Before they knew what happening, their cups had smashed to the floor and he had her in his arms. She wrapped her legs tightly around his hips as he carried her at warp speed to his mattress. He fell on top of her, bruising her red lips in a breathless kiss. Her white-gold hair unravelled from its neat chignon and spilled across the mattress in a fragrant pool. He undid his belt and she helped him with his zipper. He tore at her panties and had them off her in seconds. He pushed up her dress and was inside her. She gasped as he thrust against her. She gripped at his ass as he ploughed into her. She was desperate for him to make eye-contact, but he looked ahead of him, concentrating only on the feeling of her surrounding him. His grunts of pleasure were just that - his pleasure, not hers.

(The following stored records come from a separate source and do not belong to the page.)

PR #144, opened 2018-12-12
NDCube.crop_by_extra_coord bugfix

DanRyanIrish:
A bug was found in ```NDCube.crop_by_extra_coord``` that meant that it would only return the first element corresponding to the ```min_coord_value``` and the element above it.  This PR changes this so that entire interval satisfying the ```min_coord_value``` and ```max_coord_value``` limits is retained by the cropping.


ndcube/tests/test_ndcube.py
```diff
@@ -14,6 +14,8 @@
 from ndcube.tests import helpers
 from ndcube.ndcube_sequence import NDCubeSequence
 
+ec_offset = 10
```
Cadair: delete me

Issue #111, opened 2018-04-06
Add Save Method to NDCube


DanRyanIrish:
Add a ```save``` method to ```NDCube``` with the following API:
```NDCube.save(self, filename, file_type="FITS"):```
For now it should just support FITS.  More file types can be added later.  The method should save the information in an ```NDCube```, including data, mask, uncertainty, unit, extra coordinates, WCS, etc., in a standardized way.

Cadair:
we will have inherited the `write` method from NDData, I would be interetsed to see what it can do.

DanRyanIrish:
Good point, I completely forgot about that!  But it seems ```NDCube``` has not inherited that.  It seems the ```write``` method is part of ```NDDataRef```, not ```NDData```.  See http://docs.astropy.org/en/stable/nddata/
Anyway, ```NDDataRef.write``` seems to be for writing to FITS files specifically.  It could nonetheless be used in ```NDCube``` and hence ```irispy```.

yashrsharma44:
Hey @DanRyanIrish ,can `NDCube` subclass `NDIOMixin` to support the I/O of fits file?
I would love to make a pull request for this.

DanRyanIrish:
Hi @yashrsharma44.  I'm really glad to hear you are interested in addressing this issue and would love to see you write a PR.  I'd be very interested to hear more about what ```NDIOMixin``` provides.  As I understand it just registers read and write methods with the ```astropy.io.registry``` rather than actually provides the instructions on how to read or write.  Is this correct?  If so, can you explain the advantage of inheriting ```NDIOMixin``` rather an just writing a ```write``` method within ```ndcube``` itself?

yashrsharma44:
Sorry my bad ;), you were right regarding the interface of `NDIOMixin`. After a reading through the docs of astropy for `NDIOMixin` , it was clear that it simply provides the registry of `read` and `write` methods. 
So subclassing `NDIOMixin` does not provide the implementation( as I wished ;) ).
However, we can still subclass `NDIOMixin` as it creates the registry of the `read` and `write` methods.
The major task remains, is to code up the `write` function for the above purpose.

DanRyanIrish:
OK.  Well it's good to have that confirmed.  Would you still be interested in working on a PR to do this?

yashrsharma44:
Yeah ! I would need some guidance regarding writing up the read method.

DanRyanIrish:
[...]

PR #154, opened 2019-03-15
Added a write function for saving NDCube object as FITS file

yashrsharma44:
This PR introduces the save(`write`) feature for saving the `NDCube` objects as `FITS` file.
Following are some examples - 
```
In [4]: # Import numpy and set up the data 
   ...: import numpy as np 
   ...: data = np.ones((3, 4, 5)) 

   ...: #Setup the wcs data 
   ...: import astropy.wcs 

   ...: wcs_input_dict = { 
   ...: 'CTYPE1': 'WAVE    ', 'CUNIT1': 'Angstrom', 'CDELT1': 0.2, 'CRPIX1': 0, 
   ...: 'CRVAL1': 10, 'NAXIS1': 5, 
   ...: 'CTYPE2': 'HPLT-TAN', 'CUNIT2': 'deg', 'CDELT2': 0.5, 'CRPIX2': 2, 'CRVA
   ...: L2': 0.5, 'NAXIS2': 4, 
   ...: 'CTYPE3': 'HPLN-TAN', 'CUNIT3': 'deg', 'CDELT3': 0.4, 'CRPIX3': 2, 'CRVA
   ...: L3': 1, 'NAXIS3': 3} 

   ...: input_wcs = astropy.wcs.WCS(wcs_input_dict) 

   ...: #Make NDCube object 
   ...: from ndcube import NDCube 
   ...: my_cube = NDCube(data, input_wcs)           
                            
INFO: uncertainty should have attribute uncertainty_type. [astropy.nddata.nddata]

In [5]: my_cube.write('y1.fits')                                                
```
Nothing to observe the result, but I am attaching the resulting [fits file](https://drive.google.com/open?id=1h8N3xnFpnTjUNqeZUojM0hSvdDnvDqe_)

Following are the things to be done - 
- [x] Discuss with @DanRyanIrish about the different `Uncertainties` that we are planning to store.
- [ ] Tests for the `ndcubeio.py`
- [ ] Adding some more tests for `ndcube.py`
- [ ] Docs and examples
- [ ] Supporting other formats (though only `FITS` format is addressed in this PR

Fix for #111

### DIFF
--- a/ndcube/ndcube.py
+++ b/ndcube/ndcube.py
@@ -7,6 +7,7 @@ import numpy as np
 import astropy.nddata
 import astropy.units as u
 from astropy.utils.misc import InheritDocstrings
+from astropy.wcs.wcsapi import BaseLowLevelWCS, SlicedLowLevelWCS, high_level_wcs_wrapper
 
 from ndcube import utils
 from ndcube.ndcube_sequence import NDCubeSequence
@@ -201,9 +202,24 @@ class NDCubeBase(NDCubeSlicingMixin, NDCubeABC):
                   extra_coords, self.missing_axis, data.shape)
         else:
             self._extra_coords_wcs_axis = None
-        # Initialize NDCube.
+        
+        # Enforce that the WCS object is a low_level_wcs object, complying APE14
+        if not isinstance(wcs, BaseLowLevelWCS):
+            raise TypeError(f'Expected a low_level_wcs object, got {type(wcs)}')
+        else:
+            # If the WCS object is low_level_wcs object, convert it into SlicedLowLevelWCS object for sanity
+            self.low_level_wcs = SlicedLowLevelWCS(wcs, [])
+
+        # Initialize NDCube. 
         super().__init__(data, wcs=wcs, uncertainty=uncertainty, mask=mask,
                          meta=meta, unit=unit, copy=copy, **kwargs)
+
+    @property
+    def high_level_wcs(self):
+        """
+        Returns the high level wcs API from the given low_level wcs API
+        """
+        return high_level_wcs_wrapper(wcs)
 
     @property
     def dimensions(self):
@@ -226,7 +242,9 @@ class NDCubeBase(NDCubeSlicingMixin, NDCubeABC):
         see http://www.ivoa.net/documents/latest/UCDlist.html.
 
         """
+        # breakpoint()
         ctype = list(self.wcs.wcs.ctype)
+        # ctype = self.wcs.world_axis_physical_types
         axes_ctype = []
         for i, axis in enumerate(self.missing_axis):
             if not axis:
--- a/ndcube/ndcube.py
+++ b/ndcube/ndcube.py
@@ -220,7 +220,7 @@ class NDCubeBase(NDCubeSlicingMixin, NDCubeABC):
         """
         Returns the high level wcs API from the given low_level wcs API
         """
-        return high_level_wcs_wrapper(wcs)
+        return high_level_wcs_wrapper(self.wcs)
 
     @property
     def dimensions(self):
@@ -257,26 +257,21 @@ class NDCubeBase(NDCubeSlicingMixin, NDCubeABC):
     def pixel_to_world(self, *quantity_axis_list):
         # The docstring is defined in NDDataBase
 
-        origin = 0
+        # List of arguments of the input
         list_arg = []
-        indexed_not_as_one = []
+        # Stores the final world coordinates
         result = []
         quantity_index = 0
-        for i in range(len(self.missing_axis)):
-            wcs_index = self.wcs.naxis-1-i
-            # the cases where the wcs dimension was made 1 and the missing_axis is True
-            if self.missing_axis[wcs_index]:
-                list_arg.append(self.wcs.wcs.crpix[wcs_index]-1+origin)
-            else:
-                # else it is not the case where the dimension of wcs is 1.
-                list_arg.append(quantity_axis_list[quantity_index].to(u.pix).value)
-                quantity_index += 1
-                # appending all the indexes to be returned in the answer
-                indexed_not_as_one.append(wcs_index)
+        for i in range(self.wcs.world_n_dim):
+
+            # Appending all the quantity list to the list of the input arguments
+            list_arg.append(quantity_axis_list[quantity_index].to(u.pix).value)
+            quantity_index += 1
+
         list_arguments = list_arg[::-1]
-        pixel_to_world = self.wcs.all_pix2world(*list_arguments, origin)
+        pixel_to_world = self.wcs.pixel_to_world_values(*list_arguments)
         # collecting all the needed answer in this list.
-        for index in indexed_not_as_one[::-1]:
+        for index in range(self.wcs.world_n_dim):
             result.append(u.Quantity(pixel_to_world[index], unit=self.wcs.wcs.cunit[index]))
         return result[::-1]
 
--- a/ndcube/ndcube.py
+++ b/ndcube/ndcube.py
@@ -262,43 +262,41 @@ class NDCubeBase(NDCubeSlicingMixin, NDCubeABC):
         # Stores the final world coordinates
         result = []
         quantity_index = 0
-        for i in range(self.wcs.world_n_dim):
+        for i in range(self.wcs.pixel_n_dim):
 
-            # Appending all the quantity list to the list of the input arguments
+            # Appending all the quantity list values to the list of the input arguments
             list_arg.append(quantity_axis_list[quantity_index].to(u.pix).value)
             quantity_index += 1
 
         list_arguments = list_arg[::-1]
         pixel_to_world = self.wcs.pixel_to_world_values(*list_arguments)
+        
         # collecting all the needed answer in this list.
-        for index in range(self.wcs.world_n_dim):
-            result.append(u.Quantity(pixel_to_world[index], unit=self.wcs.wcs.cunit[index]))
+        for index in range(self.wcs.pixel_n_dim):
+            result.append(u.Quantity(pixel_to_world[index], unit=self.wcs.world_axis_units[index]))
         return result[::-1]
 
     def world_to_pixel(self, *quantity_axis_list):
         # The docstring is defined in NDDataBase
 
-        origin = 0
+        # List od arguments of the input
         list_arg = []
-        indexed_not_as_one = []
+        # Stores the final pixel coordinates
         result = []
         quantity_index = 0
-        for i in range(len(self.missing_axis)):
+        for i in range(self.wcs.world_n_dim):
+
             wcs_index = self.wcs.naxis-1-i
-            # the cases where the wcs dimension was made 1 and the missing_axis is True
-            if self.missing_axis[wcs_index]:
-                list_arg.append(self.wcs.wcs.crval[wcs_index]+1-origin)
-            else:
-                # else it is not the case where the dimension of wcs is 1.
-                list_arg.append(
-                    quantity_axis_list[quantity_index].to(self.wcs.wcs.cunit[wcs_index]).value)
-                quantity_index += 1
-                # appending all the indexes to be returned in the answer
-                indexed_not_as_one.append(wcs_index)
+
+            # Appending all the quantity list values to the list of the input arguments
+            list_arg.append(quantity_axis_list[quantity_index].to(self.wcs.world_axis_units[wcs_index]).value)
+            quantity_index += 1
+    
         list_arguments = list_arg[::-1]
-        world_to_pixel = self.wcs.all_world2pix(*list_arguments, origin)
+        world_to_pixel = self.wcs.world_to_pixel_values(*list_arguments)
+        
         # collecting all the needed answer in this list.
-        for index in indexed_not_as_one[::-1]:
+        for index in range(self.wcs.world_n_dim):
             result.append(u.Quantity(world_to_pixel[index], unit=u.pix))
         return result[::-1]
 
--- a/ndcube/ndcube.py
+++ b/ndcube/ndcube.py
@@ -6,6 +6,7 @@ import warnings
 import numpy as np
 import astropy.nddata
 import astropy.units as u
+from astropy.wcs.wcsapi.fitswcs import custom_ctype_to_ucd_mapping
 from astropy.utils.misc import InheritDocstrings
 from astropy.wcs.wcsapi import BaseLowLevelWCS, SlicedLowLevelWCS, high_level_wcs_wrapper
 
@@ -242,33 +243,15 @@ class NDCubeBase(NDCubeSlicingMixin, NDCubeABC):
         see http://www.ivoa.net/documents/latest/UCDlist.html.
 
         """
-        # breakpoint()
-        ctype = list(self.wcs.wcs.ctype)
-        # ctype = self.wcs.world_axis_physical_types
-        axes_ctype = []
-        for i, axis in enumerate(self.missing_axis):
-            if not axis:
-                # Find keys in wcs_ivoa_mapping dict that represent start of CTYPE.
-                # Ensure CTYPE is capitalized.
-                keys = list(filter(lambda key: ctype[i].upper().startswith(key), wcs_ivoa_mapping))
-                # Assuming CTYPE is supported by wcs_ivoa_mapping, use its corresponding axis name.
-                if len(keys) == 1:
-                    axis_name = wcs_ivoa_mapping.get(keys[0])
-                # If CTYPE not supported, raise a warning and set the axis name to CTYPE.
-                elif len(keys) == 0:
-                    warnings.warn("CTYPE not recognized by ndcube. "
-                                  "Please raise an issue at "
-                                  "https://github.com/sunpy/ndcube/issues citing the "
-                                  "unsupported CTYPE as we'll include it: "
-                                  "CTYPE = {0}".format(ctype[i]))
-                    axis_name = "custom:{0}".format(ctype[i])
-                # If there are multiple valid keys, raise an error.
-                else:
-                    raise ValueError("Non-unique CTYPE key.  Please raise an issue at "
-                                     "https://github.com/sunpy/ndcube/issues citing the "
-                                     "following  CTYPE and non-unique keys: "
-                                     "CTYPE = {0}; keys = {1}".format(ctype[i], keys))
-                axes_ctype.append(axis_name)
+
+        # Use the context manager to access the physical types, 
+        # which are not present in the APE14.
+        # APE14 physical types are covered by default.
+        with custom_ctype_to_ucd_mapping(wcs_ivoa_mapping):
+            ctype = self.wcs.world_axis_physical_types
+        
+        axes_ctype = ctype
+                
         return tuple(axes_ctype[::-1])
 
     def pixel_to_world(self, *quantity_axis_list):
--- a/ndcube/tests/test_ndcube.py
+++ b/ndcube/tests/test_ndcube.py
@@ -285,7 +285,7 @@ def test_slicing_second_axis(test_input, expected, mask, wcs, uncertainty,
     assert test_input.uncertainty.array.shape == uncertainty.shape
     assert np.all(test_input.dimensions.value == dimensions.value)
     assert test_input.dimensions.unit == dimensions.unit
-    assert test_input.world_axis_physical_types == world_axis_physical_types
+    # assert test_input.world_axis_physical_types == world_axis_physical_types
     helpers.assert_extra_coords_equal(test_input.extra_coords, extra_coords)
 
 
@@ -366,7 +366,7 @@ def test_slicing_first_axis(test_input, expected, mask, wcs, uncertainty,
     assert test_input.uncertainty.array.shape == uncertainty.shape
     assert np.all(test_input.dimensions.value == dimensions.value)
     assert test_input.dimensions.unit == dimensions.unit
-    assert test_input.world_axis_physical_types == world_axis_physical_types
+    # assert test_input.world_axis_physical_types == world_axis_physical_types
     helpers.assert_extra_coords_equal(test_input.extra_coords, extra_coords)
 
 
@@ -653,7 +653,7 @@ def test_slicing_third_axis(test_input, expected, mask, wcs, uncertainty,
     assert test_input.uncertainty.array.shape == uncertainty.shape
     assert np.all(test_input.dimensions.value == dimensions.value)
     assert test_input.dimensions.unit == dimensions.unit
-    assert test_input.world_axis_physical_types == world_axis_physical_types
+    # assert test_input.world_axis_physical_types == world_axis_physical_types
     helpers.assert_extra_coords_equal(test_input.extra_coords, extra_coords)
 
 


DanRyanIrish:
Thanks so much for this PR @yashrsharma44!  I'll take a look through it next week.

DanRyanIrish:
Hi @yashrsharma44.  I haven't yet looked through your PR in detail.  But just to quickly address one of your questions:
* Discuss with @DanRyanIrish about the different ```Uncertainties``` that we are planning to store.
I think simply storing the uncertainty array in the ```data``` attribute of the HDU and adding a string to the ```header``` giving the uncertainty type should suffice.  These can be got from ```my_cube.uncertainty.array``` and ```my_cube.uncertainty.uncertainty_type```.

yashrsharma44:
Hey @DanRyanIrish , can you review this PR, so I can move forward with the tests and documentation?

DanRyanIrish:
Thanks for the reminder!  I'll review it today.

ndcube/mixins/ndcubeio.py
```diff
@@ -0,0 +1,257 @@
...
+def flatten(lst):
+    """Helper function to flatten a list of dictionary,
+       resulted out of the form :
+       {Key1:Value1, {Key2:Value2, Key3:Value3}}
+
+
+    Parameters
+    ----------
+    lst : list
+        list of dictionary
```
DanRyanIrish: Is this not a dictionary of dictionaries?  Rather than a list?

ndcube/mixins/ndcubeio.py
```diff
@@ -0,0 +1,257 @@
...
+
+    Returns
+    -------
+    list
+        list of flattened list
```
DanRyanIrish: From below it looks like the output is actually a list of dictionaries.

ndcube/mixins/ndcubeio.py
```diff
@@ -0,0 +1,257 @@
...
+    ---------
+    This helper method is taken from `astropy.nddata.cddata`. Not imported
+    as this is a private method, subject to change
+
+    """
+
+    if len(key) > 8 and len(value) > 72:
+        short_name = key[:8]
+        meta['HIERARCH {0}'.format(key.upper())] = (short_name, "Shortened name for {}".format(key))
+        meta['short_name'] = value
```
DanRyanIrish: Should this be the variable ```short_name``` instead of the string, ```'short_name'```?

ndcube/mixins/ndcubeio.py
```diff
@@ -0,0 +1,257 @@
...
+        meta[key] = value
+
+
+class NDCubeIOMixin(NDIOMixin):
+
+    # Inherit docstring from parent class
+    __doc__ = NDIOMixin.__doc__
+
+    MISSING = 'MISNG{0}'
+    EXTRA_COORDS = 'EXTCR{0}'
```
DanRyanIrish: ```EXTRA_COORDS``` is getting to be an overloaded variable name.  Suggest changing it to something more explicit, like ```EXTRA_COORDS_FITS_LABEL```.  Probably something shorter than this but still explicit would be better.

ndcube/mixins/ndcubeio.py
```diff
@@ -0,0 +1,257 @@
...
+                         meta=meta, unit=unit, copy=copy, **kwargs)
+        self.__data = data
+        self.__wcs = wcs
+        self.__meta = meta
+        self.__uncertainty = super().uncertainty
+        self.__uncertainty_type = None
+        self.__mask = mask
+        self.__unit = unit
+        self.__missing_axis = missing_axis
+        self.__extra_coords = extra_coords
```
DanRyanIrish: I don't think it's necessary to create all these copies of the attributes?  Just refer to the attributes themselves in the ```write``` function.  The one exception here is ```self.extra_coords``` is not the same to the input ```extra_coords```.  But ```self.extra_coords``` can be converted back into input form using ```utils.cube.convert_extra_coords_dict_to_input_format``` (https://github.com/sunpy/ndcube/blob/master/ndcube/utils/cube.py#L106)

ndcube/mixins/ndcubeio.py
```diff
@@ -0,0 +1,257 @@
...
+        hdulist:
+            `astropy.io.fits.HDUList`
+        """
+
+
+        # ----------------------------------HDU0------------------------------
+        # Create a copy of the meta data to avoid changing of the header of data
+        if self.__meta is not None:
+            header = fits.Header(self.__meta.copy())
+
```
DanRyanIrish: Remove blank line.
PR #162, opened 2019-04-15
test and coverage reporting to azure

nabobalis:
Fixes nothing.

### DIFF
--- a/.gitignore
+++ b/.gitignore
@@ -59,3 +59,6 @@ distribute-*.tar.gz
 
 # Mac OSX
 .DS_Store
+
+# changelog
+docs/whatsnew/latest_changelog.txt
--- a/CHANGELOG.rst
+++ b/CHANGELOG.rst
@@ -30,8 +30,6 @@ New Features
 - NDCubeSequence plot mixin can now animate a cube as a 1-D line if a single
   axis number is supplied to plot_axis_indices kwarg.
 
-  
-
 API Changes
 -----------
 - Replaced API of what was previously ``utils.wcs.get_dependent_axes``,
--- a/azure-pipelines.yml
+++ b/azure-pipelines.yml
@@ -14,28 +14,28 @@ jobs:
   parameters:
     name: Linux_36_offline
     os: linux
-    tox: py36-offline
+    tox: py36-offline --
 
 - template: azure-templates.yml
   parameters:
     name: pycodestyle
     os: linux
-    tox: pycodestyle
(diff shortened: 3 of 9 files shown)


nabobalis:
The bot didn't appear?

nabobalis:
It did appear if I did that.

nabobalis:
Want me to also setup town crier?

DanRyanIrish:
I'm going to defer to your and @Cadair's recommendation about towncrier.

nabobalis:
I'm not fussed either way. It is your package!

DanRyanIrish:
But I don't know what it'll do.  In total ignorance I would think that if towncrier is what sunpy does, then perhaps ndcube should do it too.  Unless @Cadair believes it's overkill in some way for ndcube.

nabobalis:
Yes it would be the same method as the main package. Probably have to port over the changes to here to avoid having a hard dependency on SunPy

DanRyanIrish:
Yes, we want to restrict ndcube's sunpy dependency to the visualization mixin.  We are planning of making that an optional dependency.

Cadair:
Having a sunpy dependency for an optional part of the doc build should be fine?

DanRyanIrish:
How would that affect sunpy users and developers who don’t want sunpy?

Cadair:
You wouldn't be able to see the changelog in the doc build (like this: https://docs.sunpy.org/en/latest/whatsnew/changelog.html ) unless you had sunpy installed.

nabobalis:
That should (at least from what I recall) be the full setup now for towncrier.

ndcube/utils/towncrier.py
```diff
@@ -0,0 +1,81 @@
+"""
```
Cadair: I feel like we really can just import this from sunpy.

nabobalis: #yourchoicebutwouldavoidaharddeponsunpyifyoujustwantobuildthedocs

Cadair: just skip writing out the changelog if you can't import sunpy. We have a hard dep on sunpy anyway at the moment, we can worry about refactoring it later.

nabobalis: Sorted.

Cadair: Thanks!

DanRyanIrish:
Thanks guys!

PR #164, opened 2019-05-07
Prevent NDCube.world_axis_physical_types crashing if WCS CTYPE not supported by IVOA mapping dict

DanRyanIrish:
### Description

This PR:
* Adds ```PIXEL``` as a WCS CTYPE supported the IVOA mapping dictionary.
* Prevents ```NDCube.world_axis_physical_type``` from crashing if unsupported CTYPE is used.  Instead the axis name is set to the CTYPE and the used is invited to post a issue so the CTYPE can be supported.

Fixes #<Issue Number>

### DIFF
--- a/changelog/164.bugfix.rst
+++ b/changelog/164.bugfix.rst
@@ -1,0 +1,1 @@
+`ndcube.NDCube.world_axis_physical_types` now sets the axis label to the WCS CTYPE if no corresponding IVOA name can be found.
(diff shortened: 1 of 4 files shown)


DanRyanIrish:
Needs a changelog.

DanRyanIrish:
@Cadair: This PR is ready for merging.  All but the final commit also needs to be moved into the 1.0 branch and then released as ndcube 1.1.2.

PR #170, opened 2019-05-16
If the user does not specify a wcs object, makes a default wcs.

### LINKED ISSUE #156: Relax Requirement that NDCube must include a WCS object
### Description

Currently is it required that each ```NDCube``` instance has a ```WCS``` instance attached to it.  However, coordinated can be expressed in the form of ```extra_coords```.  Therefore, it may be that users do not need or want to use the ```WCS``` features of ```NDCube```.

Most cases where ```WCS``` is assumed, e.g. slicing, can be altered with an ```if``` statement checking whether ```NDCube.wcs is None``` and only performed that task if this statement is ```False```.  In ```NDCube.plot``` ```WCS``` is assumed by default.  In this case, if ```NDCube.wcs is None```, axes can be given in pixel units.  If users want to describe their axes using ```extra_coords```, capabilities already exits to do this explicitly.

gnshafreak:
### Description

Relaxes requirement that user must input wcs object. If user does not provide one, a default object is created from the dataset.

Fixes #<Issue Number>

Fixes #156


DanRyanIrish:
@gnshafreak, it looks like you still have several instances of ```missing_axis``` which should now be ```missing_axes```.  This is causing the tests to fail.  Could you try pulling the lastest version of ndcube into your branch and then pushing to your github repo?
```git pull sunpy_ndcube_remote_name master```
Maybe that will fix it.

DanRyanIrish:
This PR is superceded by #175

PR #172, opened 2019-05-17
[CI Test] Cronjob overhaul and added sunpydev

### LINKED ISSUE #171: We need a sunpydev CI build

nabobalis:
Fixes #171

Clearly did a botch job the first time. 

What milestone? Could be back ported to each version?

### DIFF
--- a/.travis.yml
+++ b/.travis.yml
@@ -18,15 +18,15 @@ matrix:
       name: "macOS 3.7 (py37-offline)"
       env: TOX_ENV='py37-offline'
 
-    - name: "3.6 offline (py36-offline)"
-      env: TOX_ENV='py36-offline'
-
     - name: "3.7 offline (py37-offline)"
       env: TOX_ENV='py37-offline'
 
     - name: "AstroPy dev (py37-astropydev)"
+      env: TOX_ENV='py37-astropydev'
+
+    - name: "SunPY dev (py37-sunpydev)"
       env:
-        - TOX_ENV='py37-astropydev'
+        - TOX_ENV='py37-sunpydev'
       addons:
         apt:
           packages:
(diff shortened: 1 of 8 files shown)


.travis.yml
```diff
@@ -8,8 +8,8 @@ env:
   global:
     - TOX_ARG=''
 
-name: "Cron jobs"
-if: type = cron
+#name: "Cron jobs"
+#if: type = cron
```
nabobalis: Undo this.

nabobalis:
ndcube currently does fail on SunPy master.

tox.ini
```diff
@@ -1,40 +1,42 @@
...
-envlist = py{36,37}-{offline,astropydev,numpydev,build_docs},conda,pycodestyle
+envlist = py{36,37}-{offline,astropydev,numpydev,sunpydev},build_docs,conda,pycodestyle
 
 [testenv]
-isolated_build=true
+changedir = tmp
 setenv =
     MPLBACKEND = agg
     COLUMNS = 180
+    PYTEST_COMMAND = pytest --pyargs ndcube --cov=ndcube --cov-config={toxinidir}/setup.cfg --verbose --durations=25
```
Cadair: We don't need to do pyargs here as there are no C extensions.

nabobalis: Is there any harm in leaving it? What if C extensions are added in the future?

Cadair: well it means you can't run part of the tests with tox.

nabobalis: Updated it.

DanRyanIrish:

He came quickly. Shuddering as he spilled into her. He collapsed onto her body and as she went to place her shaking hands on his back, he rolled off her. He panted as he looked at the ceiling. She turned onto her side and tried to place her hand on his chest, but he quickly got up and did up the jeans he hadn't removed.
He paused looking away from her. "I'm sorry. I didn't mean to get carried away," he said quietly, before walking out of the flat.
She turned onto her other side on the bare mattress, and she felt silent tears run into the fabric.